Trade-off: Structured v.s. unstructured data. Data comes in a number of different formats, and has a number of different uses. Unstructured data and No-SQL data is useful for applications that work on small volumes of data that change frequently. Websites are a great example, gathering new information quickly and for a short period of time is fairly common. Web and mobile application developers prefer unstructured data. With a relational database, to add a column, you need to modify the ETL process and set up the defaults. That means your choice was structured OR unstructured data. SingleStore can handle both No SQL AND SQL data structures in the same database. You can run a query against both, storing and filtering the data in the format that makes the most sense. In addition, SingleStore can handle geospatial functions, vector functions, full-text search and time-series functions at speeds that used to require separate specialized databases. This integrates your data in one place, eliminating database sprawl and associated expenses, while simplifying your architecture.

In Summary: Why Choose SingleStore?

Ideal for data-intensive performance: SingleStore handles current and future needs for data size, speed of ingest, query latency, query complexity and query concurrency.
Hybrid transactional & analytical processing: We’re designed to handle operational and real-time analytics on both transactional and large data volumes.
Three-tiered storage: SingleStore automatically keeps data in memory, on disk and is always accessible for fast query responses. This is done automatically by SingleStore, without any intervention once the database is created.
Consolidation & multi-model: With SingleStore, you eliminate the need, costs and complexity of managing specialty databases, data lakes, data warehouses and more. And, you can process multiple data types (CSV, JSON, time-series, geospatial, vector, etc., in one system).

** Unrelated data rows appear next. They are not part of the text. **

PR #993, opened 2020-04-02
Replace ConcurrentSubscription with DelayedCancellable when synchronous request(Long.MAX_VALUE)

Scottmitch:
Motivation:
There are some operators which convert from Publisher to Completable or
Single. Since the demand for Completable and Single is implicit on
subscribe(..) these operators need to simulate the demand in
onSubscribe. In order to prevent concurrent access on the Subscription
with the downstream Subscriber and the synchornous requestN call it is
wrapped in a ConcurrentSubscription. However ConcurrentSubscription has
to coordinate between two methods and is inheritly more complicated than
DelayedCancellable. We can use DelayedCancellable which is a simpler
operation at the cost of requesting demand before propagating
synchronous cancel operation. This isn't perceived as a deal breaker
because demand is implicit anyways, and cancel is best effort.

Modifications:
- When converting from Publisher to Completable or Single use
DelayedCancellable instead of ConcurrentSubscription

Result:
Less complicated and less expensive conversion from Subscription to
Cancellable when converting from Publisher to Single or Completable.

### DIFF
--- a/servicetalk-concurrent-api/src/main/java/io/servicetalk/concurrent/api/ForEachSubscriber.java
+++ b/servicetalk-concurrent-api/src/main/java/io/servicetalk/concurrent/api/ForEachSubscriber.java
@@ -18,7 +18,6 @@ package io.servicetalk.concurrent.api;
 import io.servicetalk.concurrent.PublisherSource.Subscriber;
 import io.servicetalk.concurrent.PublisherSource.Subscription;
 import io.servicetalk.concurrent.internal.DelayedCancellable;
-import io.servicetalk.concurrent.internal.SequentialCancellable;
 
 import org.slf4j.Logger;
 import org.slf4j.LoggerFactory;
@@ -27,7 +26,7 @@ import java.util.function.Consumer;
 
 import static java.util.Objects.requireNonNull;
 
-final class ForEachSubscriber<T> extends SequentialCancellable implements Subscriber<T> {
+final class ForEachSubscriber<T> extends DelayedCancellable implements Subscriber<T> {
 
     private static final Logger LOGGER = LoggerFactory.getLogger(ForEachSubscriber.class);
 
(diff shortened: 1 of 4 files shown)


Scottmitch:
Uncovered this while benchmarking https://github.com/apple/servicetalk/pull/980

servicetalk-concurrent-api/src/main/java/io/servicetalk/concurrent/api/ForEachSubscriber.java
```diff
@@ -40,11 +39,12 @@
 
     @Override
     public void onSubscribe(Subscription s) {
-        // We wrap the subscription into ConcurrentSubscription as cancel on SequentialCancellable (this) can be
+        // We wrap the subscription into DelayedCancellable as cancel on SequentialCancellable (this) can be
         // concurrent with the request-n below.
-        ConcurrentSubscription cs = wrap(s);
-        nextCancellable(cs::cancel);
-        cs.request(Long.MAX_VALUE);
+        DelayedCancellable delayedCancellable = new DelayedCancellable();
```
NiteshKant, line 44: Looks like we can just extend `DelayedCancellable` now.

```java
final class ForEachSubscriber<T> extends DelayedCancellable implements Subscriber<T> {

    @Override
    public void onSubscribe(Subscription s) {
        s.request(Long.MAX_VALUE);
        delayedCancellable(s);
    }
}
```

Also for all other classes in this PR

Scottmitch: hum good point ... I will change this class to extend `DelayedCancellable`. however in the other cases since the `Cancellable` isn't exposed externally I think it makes more sense to keep to the local allocation in `onSubscribe` as the memory can be reclaimed asap, and may even be stack allocated because it is local scope and doesn't escape.

Scottmitch: actually forget what I said ... the `DelayedCancellable` does escape to the `Subscriber` ... change made!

Interoperability: Connect to your existing systems to speed them up, and scale them out. Streaming systems (Kafka, StreamSet), BI tools (PowerBi, Tableau, SAS) complement ELT tools (Informatica, Talend) and customer-facing applications.
Distributed scalability: As data demands increase, you aren’t limited to the size of your servers so you can continue to scale out the massively parallel processing (MPP) clusters on generic low cost servers. And that means you won’t run out of CPU, memory or disk.
Hybrid & multi cloud: SingleStore delivers greater flexibility, allowing you to deploy and run in hybrid, multi-cloud or on-prem environments.